● EXTRACTED ENTRIES
PR #1507, opened 2026-04-29
fix: adjust patch function for mcp

lucaseduoli:
This pull request updates the return value of the `patch_mcp_server_url` method in `src/services/langflow_mcp_service.py` to provide more informative status feedback. Instead of returning a boolean, the method now returns a string status, such as `"skipped"`, to clarify the outcome of the patch operation.

Patch method return value update:

* Changed the return type of `patch_mcp_server_url` from `bool` to `str` to allow returning descriptive status messages instead of just `True`/`False`.
* Updated return values within `patch_mcp_server_url` to return `"skipped"` instead of `True` when the patch operation is not performed, making the method's outcome more explicit and easier to interpret. [[1]](diffhunk://#diff-5709c20045ba762b6893b80b5944afefabf8f6d62ec3473a595db44daf8c032fL185-R185) [[2]](diffhunk://#diff-5709c20045ba762b6893b80b5944afefabf8f6d62ec3473a595db44daf8c032fL196-R196)

### DIFF
--- a/src/services/langflow_mcp_service.py
+++ b/src/services/langflow_mcp_service.py
@@ -153,7 +153,7 @@ class LangflowMCPService:
             logger.debug(f"Patched URL: {url}")
         return url
 
-    async def patch_mcp_server_url(self, server_name: str) -> bool:
+    async def patch_mcp_server_url(self, server_name: str) -> str:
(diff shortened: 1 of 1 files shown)


mpawlow (approved):
### Code Review 1

- ✅  Approved / LGTM  🚀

● DESCRIPTION OF THE TASK
Each record above has to be set down again, word for word.

● THE COMPLETED TASK
PR #1507, opened 2026-04-29
fix: adjust patch function for mcp

lucaseduoli:
This pull request updates the return value of the `patch_mcp_server_url` method in `src/services/langflow_mcp_service.py` to provide more informative status feedback. Instead of returning a boolean, the method now returns a string status, such as `"skipped"`, to clarify the outcome of the patch operation.

Patch method return value update:

* Changed the return type of `patch_mcp_server_url` from `bool` to `str` to allow returning descriptive status messages instead of just `True`/`False`.
* Updated return values within `patch_mcp_server_url` to return `"skipped"` instead of `True` when the patch operation is not performed, making the method's outcome more explicit and easier to interpret. [[1]](diffhunk://#diff-5709c20045ba762b6893b80b5944afefabf8f6d62ec3473a595db44daf8c032fL185-R185) [[2]](diffhunk://#diff-5709c20045ba762b6893b80b5944afefabf8f6d62ec3473a595db44daf8c032fL196-R196)

### DIFF
--- a/src/services/langflow_mcp_service.py
+++ b/src/services/langflow_mcp_service.py
@@ -153,7 +153,7 @@ class LangflowMCPService:
             logger.debug(f"Patched URL: {url}")
         return url
 
-    async def patch_mcp_server_url(self, server_name: str) -> bool:
+    async def patch_mcp_server_url(self, server_name: str) -> str:
(diff shortened: 1 of 1 files shown)


mpawlow (approved):
### Code Review 1

- ✅  Approved / LGTM  🚀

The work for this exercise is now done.